Trump screwed with the “both sides” system by busting norms and lying all the time, but that has only increased the longing to have the old constructs back. You can hear it in these thoughts from Dean Baquet, top editor of the New York Times, who was quoted in a recent Vanity Fair article: (“News media begins to contemplate a post-Trump White House.”)

“If I’m CNN, if there’s a transition, I’m going to sit down with Daniel Dale and say, ‘This was great. Let’s be just as aggressive on a Democratic administration.’ Frankly, a Democratic administration doesn’t warrant as much fact-checking as Donald Trump did. No politician has warranted as much fact-checking as Donald Trump did. But let’s talk about other ways to use this important journalistic tool.”

Several things going on here. Baquet recognizes Trump as an outlier. You can’t compare Biden’s clumsy patter to Trump’s zone flooding, and he doesn’t try. But you can also hear the wish: for the opportunity to be just as aggressive toward a Democratic administration, even though the facts, as it were, do not warrant it. Here’s Daniel Dale on August 25 making this very point:

The Republican National Convention started off with a parade of dishonesty, in stark contrast with last week’s Democratic convention. While CNN also watched and fact-checked the Democrats, those four nights combined didn’t have the number of misleading and false claims made on the first night of the Republicans’ convention.

Just as aggressive? Well, a man can dream. The longing for symmetry is not a wholly conscious thing, anyway. I doubt the Times editor who crafted this headline quite knew what they were doing: It was later taken down after online criticism, but I can imagine the headline’s author feeling quite bewildered about that. In Times journalism, it is utterly natural to set off one “extreme” with another: Black Lives Matter at one pole, QAnon at the other. The formal requirements of symmetry permit and encourage this.

In reality, the Congresswoman from QAnon, Marjorie Taylor Greene, didn’t “meet” Black Lives Matter any more than she “met” mainstream liberalism or movement conservatives, but setting it up this way feels right to Times people, just as the criticism they got for “false equivalence” probably feels overblown. The “study in contrasts” I recommended to them was different: reality-based office holders vs. the other kind, of which Marjorie Taylor Greene is a fine example. But that way of picturing the political world — reality-based vs. the denialists — isn’t the regular order to which editors like Baquet wish to return.

Which brings me to a second path forward for the American press.

Many presidents have tried to remove restraints on executive power. The restraint Trump tried to remove was reality itself. This was part of what Masha Gessen (following Bálint Magyar) calls an “autocratic attempt,” the stage in the process of a country’s takeover by an autocrat when things in motion are still reversible by democratic means.
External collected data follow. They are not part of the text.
PR #420, opened 2025-10-21
Fix Catalyst Build with Swift Transformer 1.1.0

Lakr233:
Related to https://github.com/huggingface/swift-transformers/pull/276

### DIFF
--- a/Package.swift
+++ b/Package.swift
@@ -28,7 +28,10 @@ let package = Package(
     ],
     dependencies: [
         .package(url: "https://github.com/ml-explore/mlx-swift", .upToNextMinor(from: "0.29.1")),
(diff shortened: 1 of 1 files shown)


Package.swift
```diff
@@ -28,9 +28,7 @@ let package = Package(
     ],
     dependencies: [
         .package(url: "https://github.com/ml-explore/mlx-swift", .upToNextMinor(from: "0.29.1")),
-        .package(
-            url: "https://github.com/huggingface/swift-transformers", .upToNextMinor(from: "1.0.0")
-        ),
+        .package(url: "https://github.com/huggingface/swift-transformers", .upToNextMinor(from: "1.1.0")),
```
davidkoski: This looks fine but I see in the resolved it is 1.1.1 -- should we use that here?

davidkoski (approved):
Looks good, thank you!

Issue #405, opened 2025-10-06
Support for loading LoRA layers from adapter config in Swift


markrenaud:
I’m fine-tuning models with MLX QLoRA using the Python MLX APIs, and then integrating the resulting models into my apps via the Swift framework.

For smaller models (e.g. Gemma3 270M), I often need to train multiple projections to achieve suitable task performance.

In Python, this is straightforward to configure in the QLoRA YAML file, e.g.:

```yaml

...

# LoRA parameters - rank 32 with all projections
lora_parameters:
  # The layer keys to apply LoRA to (all projections)
  keys: ["self_attn.q_proj", "self_attn.v_proj", "self_attn.k_proj", "self_attn.o_proj", "mlp.gate_proj", "mlp.up_proj", "mlp.down_proj"]
  
  # LoRA rank
  rank: 32
  
  # LoRA scale
  scale: 32.0
  
  # Dropout rate for LoRA layers
  dropout: 0.0

...

```

Loading the adapter for inference in Python works as expected with this configuration.

However, in Swift, the default model files (e.g. Gemma3Text) currently only have q_proj and v_proj hard-coded.

This means I need to create a local copy of the model definition and extend it manually, e.g.:

```swift
extension Gemma3TextModel: LoRAModel {
// ORIGINAL
//    public func loraLinearLayers() -> LoRALinearLayers {
//        model.layers.map { ($0.selfAttention, ["q_proj", "v_proj"]) }
//    }
    
    
    // CUSTOMIZED FOR EXTRA LORA LAYERS
    public func loraLinearLayers() -> LoRALinearLayers {
        let attnLayers = model.layers.map { ($0.selfAttention, ["q_proj", "v_proj", "k_proj", "o_proj"]) }
        let mlpLayers = model.layers.map { ($0.mlp, ["gate_proj", "up_proj", "down_proj"]) }
                                            
        return attnLayers + mlpLayers
    }

}
```

Since the generated adapter_config.json already specifies which layers are used, would it be possible for the Swift library to read this information at adapter load time and automatically apply the correct LoRA layers?

This would be especially useful when working with a shared base model while swapping in/out multiple adapters that target different sets of layers.

I am not sure if there is a technical or architectural reason that this hasn’t been implemented in the Swift package .

davidkoski:
Yeah, this looks like a good thing to add.  When LoRA was implemented on the swift side the python side hard coded the layer names, so it is somewhat equivalent.

[...]

PR #424, opened 2025-10-22
Add support LoRA layer keys from adapter config

petrukha-ivan:
# What

Added support for the `keys` property in the adapter config. Previously, these keys were ignored, and hardcoded values were used instead. With this change, `LoRAConfiguration` now correctly applies adapters based on the config-defined keys, and hardcoded keys have been removed from model implementations.

By default, models now target all `Linear` layers when keys are not specified. This aligns with recent changes in the Python package https://github.com/ml-explore/mlx-lm/pull/515. For example, running [the example LoRA training code](https://github.com/ml-explore/mlx-lm/blob/main/mlx_lm/LORA.md#fine-tune) (without specifying keys) using the latest Python package will create LoRA adapters for all `self_attn.*_proj` and `mlp.*_proj` layers. In older versions, only `self_attn.q_proj` and `self_attn.v_proj` were targeted.

## Resolves

https://github.com/ml-explore/mlx-swift-examples/issues/405

### DIFF
--- a/Libraries/MLXVLM/Models/FastVLM.swift
+++ b/Libraries/MLXVLM/Models/FastVLM.swift
@@ -1079,8 +1079,8 @@ public class FastVLM: Module, VLMModel, KVCacheDimensionProvider {
         self._multimodalProjector.wrappedValue = FastVLMMultiModalProjector(config)
     }
 
-    public func loraLinearLayers() -> LoRALinearLayers {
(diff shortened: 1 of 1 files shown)


davidkoski:
FastVLM has been merged (#423) since this started -- can you rebase with `main` and convert that one?  Thanks!

petrukha-ivan:
@davidkoski done 👍

davidkoski (approved):
Thank you for this huge effort!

Many dangers remain, but two weeks out from the election, it is fair to say that a majority of Americans put a stop to Trump’s attempted subversion of their democracy.
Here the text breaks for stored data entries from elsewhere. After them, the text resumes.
PR #432, opened 2025-10-28
re-port sanitize, fix #431

### LINKED ISSUE #431: Error when loading Qwen3-VL-8B-Thinking and Qwen3-VL-8B-Instruct models
I'm getting this error only when loading the 8B models in this series: `Key language_model.lm_head.weight not found in Qwen3VL.LanguageModel.Linear`

davidkoski:


Libraries/MLXVLM/Models/Qwen3VL.swift
```diff
@@ -1710,24 +1710,16 @@ public final class Qwen3VL: Module, VLMModel, KVCacheDimensionProvider {
...
+                    newKey = newKey.replacingOccurrences(of: "model.visual", with: "vision_tower")
+                } else if newKey.contains("model.language_model") {
+                    newKey = newKey.replacingOccurrences(
+                        of: "model.language_model", with: "language_model.model")
+                }
+            } else if newKey.contains("lm_head") {
                 newKey = newKey.replacingOccurrences(of: "lm_head", with: "language_model.lm_head")
-                guard !config.textConfiguration.tieWordEmbeddings else { continue }
-                adjusted[newKey] = value
-                continue
```
davidkoski: Make the sanitize match the python version, see #431.  It was converting

```
(lldb) po weights.keys.sorted()
▿ 1258 elements
  - 0 : "language_model.lm_head.biases"
  - 1 : "language_model.lm_head.scales"
  - 2 : "language_model.lm_head.weight"
```

to

```
(lldb) po weights.keys.sorted()
▿ 1258 elements
  - 0 : "language_language_model.lm_head.biases"
  - 1 : "language_language_model.lm_head.scales"
  - 2 : "language_language_model.lm_head.weight"
```

This omits the logic of `guard !config.textConfiguration.tieWordEmbeddings else { continue }` (these keys are unused if `tieWordEmbeddings` is present).  If we need that I think it should be re-inserted right before line 1725 (adjusted[newKey] = value)

@DePasqualeOrg @rudrankriyam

And they were assisted by American journalists. Now in saying that, I don’t mean to suggest that people in the news media did as much as, say, the poll workers, or the public officials who ran the elections in 50 states, or the police who kept order and prevented michief, or the voters themselves, who turned out in record numbers.

Americans overcame Trump’s autocratic attempt, preventing it from advancing to the second stage, the autocratic breakthrough, “when it is no longer possible to reverse autocracy peacefully,” as Gessen writes, “because the very structures of government have been transformed and can no longer protect themselves.”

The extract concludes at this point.